*Data for processing*:
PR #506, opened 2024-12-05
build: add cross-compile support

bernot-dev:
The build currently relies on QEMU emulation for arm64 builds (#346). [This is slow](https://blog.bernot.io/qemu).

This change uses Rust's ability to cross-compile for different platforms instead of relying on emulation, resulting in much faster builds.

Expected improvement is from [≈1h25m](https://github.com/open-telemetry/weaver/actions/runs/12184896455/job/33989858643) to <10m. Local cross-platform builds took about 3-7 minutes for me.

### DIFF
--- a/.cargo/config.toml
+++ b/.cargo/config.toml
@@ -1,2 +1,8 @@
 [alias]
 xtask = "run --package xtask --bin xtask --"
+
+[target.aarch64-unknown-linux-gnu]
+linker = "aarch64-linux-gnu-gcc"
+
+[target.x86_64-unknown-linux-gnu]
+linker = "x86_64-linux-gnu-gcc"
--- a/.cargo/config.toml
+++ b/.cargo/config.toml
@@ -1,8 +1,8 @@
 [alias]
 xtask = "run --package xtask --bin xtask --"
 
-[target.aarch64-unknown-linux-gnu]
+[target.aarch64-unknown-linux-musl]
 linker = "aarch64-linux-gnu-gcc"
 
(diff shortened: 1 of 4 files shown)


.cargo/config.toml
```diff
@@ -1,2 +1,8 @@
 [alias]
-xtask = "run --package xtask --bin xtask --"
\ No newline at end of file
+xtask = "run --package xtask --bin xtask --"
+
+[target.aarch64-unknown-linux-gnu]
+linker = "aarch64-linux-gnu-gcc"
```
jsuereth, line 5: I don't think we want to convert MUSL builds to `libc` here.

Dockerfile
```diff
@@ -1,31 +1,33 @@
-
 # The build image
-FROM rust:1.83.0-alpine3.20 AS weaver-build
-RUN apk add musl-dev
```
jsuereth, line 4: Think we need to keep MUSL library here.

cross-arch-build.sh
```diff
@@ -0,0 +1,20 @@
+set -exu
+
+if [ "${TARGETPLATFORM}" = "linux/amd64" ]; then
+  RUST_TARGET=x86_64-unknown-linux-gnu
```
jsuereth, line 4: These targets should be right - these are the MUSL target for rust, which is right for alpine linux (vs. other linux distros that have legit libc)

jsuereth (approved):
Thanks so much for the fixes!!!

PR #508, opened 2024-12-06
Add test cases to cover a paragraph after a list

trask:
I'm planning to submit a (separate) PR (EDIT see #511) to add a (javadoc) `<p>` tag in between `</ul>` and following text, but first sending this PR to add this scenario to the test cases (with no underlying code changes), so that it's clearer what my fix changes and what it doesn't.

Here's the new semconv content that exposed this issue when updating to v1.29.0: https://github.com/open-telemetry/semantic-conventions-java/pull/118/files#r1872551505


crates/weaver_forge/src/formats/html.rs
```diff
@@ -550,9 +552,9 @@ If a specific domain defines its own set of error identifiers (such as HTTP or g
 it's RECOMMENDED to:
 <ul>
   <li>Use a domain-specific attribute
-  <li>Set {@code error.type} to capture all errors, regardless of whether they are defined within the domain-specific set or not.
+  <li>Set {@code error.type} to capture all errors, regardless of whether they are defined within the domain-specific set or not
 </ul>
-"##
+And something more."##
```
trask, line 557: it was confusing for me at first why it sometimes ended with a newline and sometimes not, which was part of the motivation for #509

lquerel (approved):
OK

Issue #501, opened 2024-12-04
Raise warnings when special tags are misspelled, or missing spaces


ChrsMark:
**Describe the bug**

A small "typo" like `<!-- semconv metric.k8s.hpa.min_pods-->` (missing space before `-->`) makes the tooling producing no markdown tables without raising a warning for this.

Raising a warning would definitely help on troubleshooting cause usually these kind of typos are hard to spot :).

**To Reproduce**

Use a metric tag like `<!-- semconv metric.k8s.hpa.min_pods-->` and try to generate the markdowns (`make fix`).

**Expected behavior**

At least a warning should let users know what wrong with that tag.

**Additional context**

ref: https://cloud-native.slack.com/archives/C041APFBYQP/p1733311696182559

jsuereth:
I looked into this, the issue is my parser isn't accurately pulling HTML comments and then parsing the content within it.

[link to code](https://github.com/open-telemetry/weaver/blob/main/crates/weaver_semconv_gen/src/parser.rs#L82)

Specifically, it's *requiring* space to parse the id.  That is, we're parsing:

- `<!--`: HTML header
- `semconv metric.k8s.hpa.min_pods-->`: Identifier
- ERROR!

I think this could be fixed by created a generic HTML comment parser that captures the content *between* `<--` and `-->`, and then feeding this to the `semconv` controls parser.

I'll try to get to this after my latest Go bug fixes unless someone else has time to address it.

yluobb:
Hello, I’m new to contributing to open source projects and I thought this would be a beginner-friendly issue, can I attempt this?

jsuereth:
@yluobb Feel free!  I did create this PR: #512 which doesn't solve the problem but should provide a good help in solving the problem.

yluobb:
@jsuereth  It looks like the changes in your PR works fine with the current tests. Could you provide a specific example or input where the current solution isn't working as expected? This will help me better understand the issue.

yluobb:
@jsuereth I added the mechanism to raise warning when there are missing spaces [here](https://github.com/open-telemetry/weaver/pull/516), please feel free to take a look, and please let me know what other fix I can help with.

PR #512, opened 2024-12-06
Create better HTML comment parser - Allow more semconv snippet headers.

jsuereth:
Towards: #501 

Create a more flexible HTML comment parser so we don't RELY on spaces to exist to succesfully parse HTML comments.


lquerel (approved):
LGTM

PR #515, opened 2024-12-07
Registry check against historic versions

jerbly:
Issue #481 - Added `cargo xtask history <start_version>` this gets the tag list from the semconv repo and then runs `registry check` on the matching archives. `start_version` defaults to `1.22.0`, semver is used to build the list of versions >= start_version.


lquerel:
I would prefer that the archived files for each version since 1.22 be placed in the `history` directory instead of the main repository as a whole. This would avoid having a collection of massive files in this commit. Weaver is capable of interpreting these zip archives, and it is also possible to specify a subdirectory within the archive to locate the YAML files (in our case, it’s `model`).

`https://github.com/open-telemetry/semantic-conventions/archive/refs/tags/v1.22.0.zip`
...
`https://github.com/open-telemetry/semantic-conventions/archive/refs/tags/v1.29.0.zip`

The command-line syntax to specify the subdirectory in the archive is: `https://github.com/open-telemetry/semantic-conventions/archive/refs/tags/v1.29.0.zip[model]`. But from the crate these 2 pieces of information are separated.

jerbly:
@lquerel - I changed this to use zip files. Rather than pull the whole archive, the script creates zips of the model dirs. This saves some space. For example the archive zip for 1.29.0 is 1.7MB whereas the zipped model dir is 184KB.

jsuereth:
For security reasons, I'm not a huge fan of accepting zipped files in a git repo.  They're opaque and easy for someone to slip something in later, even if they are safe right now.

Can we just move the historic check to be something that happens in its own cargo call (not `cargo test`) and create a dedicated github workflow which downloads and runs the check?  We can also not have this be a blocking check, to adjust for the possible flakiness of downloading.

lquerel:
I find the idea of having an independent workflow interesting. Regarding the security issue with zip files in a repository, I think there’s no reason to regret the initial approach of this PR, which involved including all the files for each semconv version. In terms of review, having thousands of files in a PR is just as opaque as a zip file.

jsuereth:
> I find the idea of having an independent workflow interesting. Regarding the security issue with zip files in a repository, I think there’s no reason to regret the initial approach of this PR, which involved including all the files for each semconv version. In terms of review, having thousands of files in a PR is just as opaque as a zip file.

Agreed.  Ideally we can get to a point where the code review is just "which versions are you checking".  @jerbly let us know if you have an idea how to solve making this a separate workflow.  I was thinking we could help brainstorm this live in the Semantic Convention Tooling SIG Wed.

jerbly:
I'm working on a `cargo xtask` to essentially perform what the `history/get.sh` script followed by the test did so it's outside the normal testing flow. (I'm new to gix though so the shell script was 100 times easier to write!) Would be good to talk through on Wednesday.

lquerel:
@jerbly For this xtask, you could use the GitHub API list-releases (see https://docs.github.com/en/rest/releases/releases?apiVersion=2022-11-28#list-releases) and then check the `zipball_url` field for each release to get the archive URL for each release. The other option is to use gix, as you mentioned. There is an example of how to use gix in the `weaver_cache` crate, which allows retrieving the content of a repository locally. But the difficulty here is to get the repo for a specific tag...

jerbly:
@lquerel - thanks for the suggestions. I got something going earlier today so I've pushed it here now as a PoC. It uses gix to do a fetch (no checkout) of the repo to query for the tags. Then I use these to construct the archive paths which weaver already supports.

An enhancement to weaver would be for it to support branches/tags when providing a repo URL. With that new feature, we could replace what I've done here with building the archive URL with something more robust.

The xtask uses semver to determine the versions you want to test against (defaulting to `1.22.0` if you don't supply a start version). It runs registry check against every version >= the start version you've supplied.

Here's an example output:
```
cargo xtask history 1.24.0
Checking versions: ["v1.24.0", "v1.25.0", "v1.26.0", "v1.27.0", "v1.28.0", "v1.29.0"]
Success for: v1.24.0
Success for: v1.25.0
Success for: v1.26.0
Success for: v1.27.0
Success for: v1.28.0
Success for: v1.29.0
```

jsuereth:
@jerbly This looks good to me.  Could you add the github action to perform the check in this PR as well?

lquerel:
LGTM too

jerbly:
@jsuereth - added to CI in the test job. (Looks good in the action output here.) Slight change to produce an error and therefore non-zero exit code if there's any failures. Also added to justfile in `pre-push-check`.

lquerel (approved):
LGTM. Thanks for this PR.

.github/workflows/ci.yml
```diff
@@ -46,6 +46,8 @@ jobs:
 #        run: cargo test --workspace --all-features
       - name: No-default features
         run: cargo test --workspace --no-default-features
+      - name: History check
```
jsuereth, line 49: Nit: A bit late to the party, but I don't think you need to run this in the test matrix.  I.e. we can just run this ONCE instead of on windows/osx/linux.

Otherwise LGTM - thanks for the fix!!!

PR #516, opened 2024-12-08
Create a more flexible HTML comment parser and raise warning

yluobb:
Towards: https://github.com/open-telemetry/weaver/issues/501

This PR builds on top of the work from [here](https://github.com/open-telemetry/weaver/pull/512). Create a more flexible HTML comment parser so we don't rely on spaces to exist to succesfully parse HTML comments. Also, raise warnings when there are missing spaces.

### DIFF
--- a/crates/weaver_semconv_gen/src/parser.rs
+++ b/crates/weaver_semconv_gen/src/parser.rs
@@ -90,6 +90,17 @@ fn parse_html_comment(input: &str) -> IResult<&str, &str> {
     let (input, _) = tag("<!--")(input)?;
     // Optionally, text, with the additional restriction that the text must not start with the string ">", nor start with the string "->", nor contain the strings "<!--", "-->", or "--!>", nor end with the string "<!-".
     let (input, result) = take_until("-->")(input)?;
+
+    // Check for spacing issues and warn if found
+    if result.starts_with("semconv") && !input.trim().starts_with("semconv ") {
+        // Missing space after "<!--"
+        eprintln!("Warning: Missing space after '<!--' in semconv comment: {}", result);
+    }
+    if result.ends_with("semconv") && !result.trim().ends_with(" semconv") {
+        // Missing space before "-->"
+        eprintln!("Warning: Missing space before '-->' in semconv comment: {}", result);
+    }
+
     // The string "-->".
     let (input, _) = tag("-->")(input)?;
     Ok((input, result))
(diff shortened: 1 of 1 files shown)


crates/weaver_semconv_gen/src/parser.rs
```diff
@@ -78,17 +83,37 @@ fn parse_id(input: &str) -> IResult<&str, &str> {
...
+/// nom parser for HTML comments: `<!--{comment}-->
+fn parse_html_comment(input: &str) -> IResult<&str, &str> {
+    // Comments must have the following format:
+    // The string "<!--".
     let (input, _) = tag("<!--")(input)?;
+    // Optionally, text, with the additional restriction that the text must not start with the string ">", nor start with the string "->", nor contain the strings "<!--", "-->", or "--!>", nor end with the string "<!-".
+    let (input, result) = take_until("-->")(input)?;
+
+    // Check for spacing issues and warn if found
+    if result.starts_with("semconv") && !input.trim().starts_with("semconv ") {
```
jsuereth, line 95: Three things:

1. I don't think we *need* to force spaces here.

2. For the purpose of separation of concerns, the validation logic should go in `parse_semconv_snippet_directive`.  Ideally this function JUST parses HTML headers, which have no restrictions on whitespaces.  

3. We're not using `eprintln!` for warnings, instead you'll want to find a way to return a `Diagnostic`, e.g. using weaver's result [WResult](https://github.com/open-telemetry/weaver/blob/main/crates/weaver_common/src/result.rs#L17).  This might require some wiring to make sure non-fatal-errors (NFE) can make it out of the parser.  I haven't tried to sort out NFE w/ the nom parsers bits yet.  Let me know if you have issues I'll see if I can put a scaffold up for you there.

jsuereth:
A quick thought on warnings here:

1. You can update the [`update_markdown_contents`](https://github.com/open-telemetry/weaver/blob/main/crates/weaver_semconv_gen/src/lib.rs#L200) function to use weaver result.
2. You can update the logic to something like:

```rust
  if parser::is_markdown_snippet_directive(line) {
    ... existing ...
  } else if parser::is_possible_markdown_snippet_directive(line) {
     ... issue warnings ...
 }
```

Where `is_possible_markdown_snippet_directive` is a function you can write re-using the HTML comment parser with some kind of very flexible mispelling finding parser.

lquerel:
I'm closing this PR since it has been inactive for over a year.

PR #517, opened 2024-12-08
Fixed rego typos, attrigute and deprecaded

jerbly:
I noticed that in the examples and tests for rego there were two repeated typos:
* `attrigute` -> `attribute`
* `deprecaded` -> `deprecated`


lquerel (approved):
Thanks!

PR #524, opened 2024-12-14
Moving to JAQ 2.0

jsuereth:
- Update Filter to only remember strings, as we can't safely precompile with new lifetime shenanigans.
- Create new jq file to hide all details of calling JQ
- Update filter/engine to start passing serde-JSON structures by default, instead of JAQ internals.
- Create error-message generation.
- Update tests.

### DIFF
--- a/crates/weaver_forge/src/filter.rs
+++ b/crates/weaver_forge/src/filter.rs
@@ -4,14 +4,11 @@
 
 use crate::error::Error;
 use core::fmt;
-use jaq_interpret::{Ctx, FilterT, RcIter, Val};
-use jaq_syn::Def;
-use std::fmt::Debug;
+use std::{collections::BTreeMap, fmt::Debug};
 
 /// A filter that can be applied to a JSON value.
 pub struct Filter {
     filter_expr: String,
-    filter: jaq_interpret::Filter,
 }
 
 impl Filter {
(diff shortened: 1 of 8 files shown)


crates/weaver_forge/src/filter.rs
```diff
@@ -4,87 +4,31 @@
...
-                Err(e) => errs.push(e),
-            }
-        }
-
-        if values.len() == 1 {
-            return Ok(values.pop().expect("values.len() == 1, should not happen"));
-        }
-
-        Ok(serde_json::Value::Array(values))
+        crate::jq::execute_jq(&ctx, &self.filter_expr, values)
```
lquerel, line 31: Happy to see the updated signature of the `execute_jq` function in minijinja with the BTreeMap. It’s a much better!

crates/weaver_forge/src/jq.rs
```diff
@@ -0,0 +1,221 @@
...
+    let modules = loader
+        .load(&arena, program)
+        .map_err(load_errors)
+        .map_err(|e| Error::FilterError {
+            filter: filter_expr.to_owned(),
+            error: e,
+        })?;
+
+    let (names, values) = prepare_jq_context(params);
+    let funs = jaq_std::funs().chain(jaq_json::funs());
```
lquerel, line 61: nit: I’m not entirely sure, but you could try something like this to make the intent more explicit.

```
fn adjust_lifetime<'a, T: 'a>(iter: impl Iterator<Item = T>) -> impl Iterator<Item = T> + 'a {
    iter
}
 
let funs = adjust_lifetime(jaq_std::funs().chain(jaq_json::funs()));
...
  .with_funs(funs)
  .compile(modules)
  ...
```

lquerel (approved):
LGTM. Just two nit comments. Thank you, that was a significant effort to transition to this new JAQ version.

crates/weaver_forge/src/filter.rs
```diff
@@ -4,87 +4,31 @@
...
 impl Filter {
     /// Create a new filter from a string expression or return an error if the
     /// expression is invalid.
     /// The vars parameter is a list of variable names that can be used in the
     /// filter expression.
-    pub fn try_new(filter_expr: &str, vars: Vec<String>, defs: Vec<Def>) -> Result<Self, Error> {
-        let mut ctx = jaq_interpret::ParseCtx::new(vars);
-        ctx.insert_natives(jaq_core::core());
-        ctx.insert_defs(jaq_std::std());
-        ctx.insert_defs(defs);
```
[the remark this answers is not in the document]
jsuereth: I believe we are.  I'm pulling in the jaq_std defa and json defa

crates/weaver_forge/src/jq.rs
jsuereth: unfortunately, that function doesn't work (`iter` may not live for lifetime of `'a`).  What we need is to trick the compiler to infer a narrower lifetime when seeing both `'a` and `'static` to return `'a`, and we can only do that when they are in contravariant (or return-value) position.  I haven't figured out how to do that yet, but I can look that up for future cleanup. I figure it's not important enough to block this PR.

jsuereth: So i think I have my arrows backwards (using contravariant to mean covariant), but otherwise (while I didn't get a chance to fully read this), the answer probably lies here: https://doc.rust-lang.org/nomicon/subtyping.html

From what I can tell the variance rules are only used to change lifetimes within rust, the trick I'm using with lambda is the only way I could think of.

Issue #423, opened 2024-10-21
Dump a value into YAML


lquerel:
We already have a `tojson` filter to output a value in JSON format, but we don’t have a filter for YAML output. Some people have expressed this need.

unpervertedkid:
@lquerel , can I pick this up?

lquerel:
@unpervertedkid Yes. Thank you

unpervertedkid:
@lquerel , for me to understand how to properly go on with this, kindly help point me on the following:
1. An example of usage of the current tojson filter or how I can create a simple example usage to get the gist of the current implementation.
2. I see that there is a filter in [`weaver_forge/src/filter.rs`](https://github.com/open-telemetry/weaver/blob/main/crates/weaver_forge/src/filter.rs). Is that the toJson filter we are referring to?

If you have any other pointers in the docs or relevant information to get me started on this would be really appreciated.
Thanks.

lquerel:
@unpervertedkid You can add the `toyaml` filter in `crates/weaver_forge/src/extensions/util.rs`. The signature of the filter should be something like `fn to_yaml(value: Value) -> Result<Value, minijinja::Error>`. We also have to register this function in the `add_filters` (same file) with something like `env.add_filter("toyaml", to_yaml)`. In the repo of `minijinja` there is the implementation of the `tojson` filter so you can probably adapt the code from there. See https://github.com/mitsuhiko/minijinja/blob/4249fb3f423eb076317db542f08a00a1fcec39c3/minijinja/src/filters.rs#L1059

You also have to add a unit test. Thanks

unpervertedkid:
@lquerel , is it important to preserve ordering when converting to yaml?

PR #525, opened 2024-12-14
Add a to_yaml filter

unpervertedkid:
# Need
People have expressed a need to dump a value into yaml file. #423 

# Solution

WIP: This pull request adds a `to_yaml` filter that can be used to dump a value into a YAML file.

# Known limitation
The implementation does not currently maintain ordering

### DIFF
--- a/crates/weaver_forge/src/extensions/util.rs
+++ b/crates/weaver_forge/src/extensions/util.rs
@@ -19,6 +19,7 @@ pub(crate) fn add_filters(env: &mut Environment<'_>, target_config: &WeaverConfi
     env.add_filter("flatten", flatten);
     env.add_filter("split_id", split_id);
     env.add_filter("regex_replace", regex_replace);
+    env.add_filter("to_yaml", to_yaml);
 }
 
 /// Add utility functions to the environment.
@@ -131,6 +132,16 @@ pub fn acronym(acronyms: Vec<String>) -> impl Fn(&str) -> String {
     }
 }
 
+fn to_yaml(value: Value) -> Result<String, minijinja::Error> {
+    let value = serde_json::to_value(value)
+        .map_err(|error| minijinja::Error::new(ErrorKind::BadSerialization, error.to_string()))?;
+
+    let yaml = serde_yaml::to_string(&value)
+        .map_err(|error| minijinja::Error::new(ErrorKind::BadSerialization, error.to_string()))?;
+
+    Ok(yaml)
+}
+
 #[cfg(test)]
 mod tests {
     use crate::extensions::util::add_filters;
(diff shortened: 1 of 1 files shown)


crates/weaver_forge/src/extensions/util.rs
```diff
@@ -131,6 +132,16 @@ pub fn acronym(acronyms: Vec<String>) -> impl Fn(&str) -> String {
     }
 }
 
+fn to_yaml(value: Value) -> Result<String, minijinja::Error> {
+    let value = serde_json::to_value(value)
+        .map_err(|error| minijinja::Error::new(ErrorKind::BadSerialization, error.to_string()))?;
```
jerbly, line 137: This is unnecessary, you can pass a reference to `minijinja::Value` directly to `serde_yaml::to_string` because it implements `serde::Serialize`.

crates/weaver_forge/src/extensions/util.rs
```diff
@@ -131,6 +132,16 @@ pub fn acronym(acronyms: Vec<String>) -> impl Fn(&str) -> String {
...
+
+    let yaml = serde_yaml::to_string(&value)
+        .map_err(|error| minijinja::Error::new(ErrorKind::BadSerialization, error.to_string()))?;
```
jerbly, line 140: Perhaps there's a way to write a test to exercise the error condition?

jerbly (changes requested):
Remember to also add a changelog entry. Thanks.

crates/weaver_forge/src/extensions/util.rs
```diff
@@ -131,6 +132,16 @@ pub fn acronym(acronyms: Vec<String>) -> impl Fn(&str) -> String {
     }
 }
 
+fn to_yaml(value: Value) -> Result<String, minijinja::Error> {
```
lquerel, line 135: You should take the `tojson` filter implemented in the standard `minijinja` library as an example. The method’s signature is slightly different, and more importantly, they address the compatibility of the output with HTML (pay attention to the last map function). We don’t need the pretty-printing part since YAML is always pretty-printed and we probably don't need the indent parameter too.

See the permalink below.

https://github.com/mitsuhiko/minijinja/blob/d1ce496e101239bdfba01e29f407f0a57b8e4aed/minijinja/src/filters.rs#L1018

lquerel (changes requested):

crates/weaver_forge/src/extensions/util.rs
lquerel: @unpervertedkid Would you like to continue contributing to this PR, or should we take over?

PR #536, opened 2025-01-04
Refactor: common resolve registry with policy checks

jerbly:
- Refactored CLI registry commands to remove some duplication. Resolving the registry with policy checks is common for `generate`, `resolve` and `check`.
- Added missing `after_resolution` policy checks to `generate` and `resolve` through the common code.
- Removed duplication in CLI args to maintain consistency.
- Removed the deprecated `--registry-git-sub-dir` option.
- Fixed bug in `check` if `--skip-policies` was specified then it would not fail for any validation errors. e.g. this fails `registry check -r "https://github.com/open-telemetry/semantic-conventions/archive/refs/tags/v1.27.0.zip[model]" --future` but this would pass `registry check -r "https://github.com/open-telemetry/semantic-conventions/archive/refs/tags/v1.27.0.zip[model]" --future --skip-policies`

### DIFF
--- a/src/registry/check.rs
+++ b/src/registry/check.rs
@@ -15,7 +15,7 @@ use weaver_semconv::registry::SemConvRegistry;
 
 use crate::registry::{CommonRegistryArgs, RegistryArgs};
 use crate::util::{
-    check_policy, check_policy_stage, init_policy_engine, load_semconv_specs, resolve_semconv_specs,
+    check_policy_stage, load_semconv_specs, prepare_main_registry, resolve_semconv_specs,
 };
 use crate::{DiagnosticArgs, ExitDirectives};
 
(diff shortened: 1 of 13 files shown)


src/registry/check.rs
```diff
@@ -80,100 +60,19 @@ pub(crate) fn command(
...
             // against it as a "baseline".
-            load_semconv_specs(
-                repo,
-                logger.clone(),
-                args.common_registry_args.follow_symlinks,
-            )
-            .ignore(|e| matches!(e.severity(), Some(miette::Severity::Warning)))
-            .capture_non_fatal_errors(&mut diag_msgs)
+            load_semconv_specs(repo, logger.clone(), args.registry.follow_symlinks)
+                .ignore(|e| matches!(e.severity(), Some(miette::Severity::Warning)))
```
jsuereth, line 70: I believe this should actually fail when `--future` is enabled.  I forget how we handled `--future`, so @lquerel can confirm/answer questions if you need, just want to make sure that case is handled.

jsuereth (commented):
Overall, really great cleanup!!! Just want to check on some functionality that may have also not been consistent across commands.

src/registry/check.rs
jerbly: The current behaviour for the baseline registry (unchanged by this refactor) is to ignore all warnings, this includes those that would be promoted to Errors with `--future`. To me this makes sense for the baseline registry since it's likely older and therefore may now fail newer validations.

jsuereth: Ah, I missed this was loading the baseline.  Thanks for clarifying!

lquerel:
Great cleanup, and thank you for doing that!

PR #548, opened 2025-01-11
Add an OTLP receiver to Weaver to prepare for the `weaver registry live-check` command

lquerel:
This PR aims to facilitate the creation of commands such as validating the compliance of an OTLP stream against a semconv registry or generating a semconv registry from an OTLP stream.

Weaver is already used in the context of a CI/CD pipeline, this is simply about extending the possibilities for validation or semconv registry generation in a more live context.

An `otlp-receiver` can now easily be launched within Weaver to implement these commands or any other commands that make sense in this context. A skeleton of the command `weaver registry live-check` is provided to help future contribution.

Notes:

*Exercise*: What is the number of lines in the entries above that contain the word "understand"? Answer with that number only.

*Solution to the exercise*: 2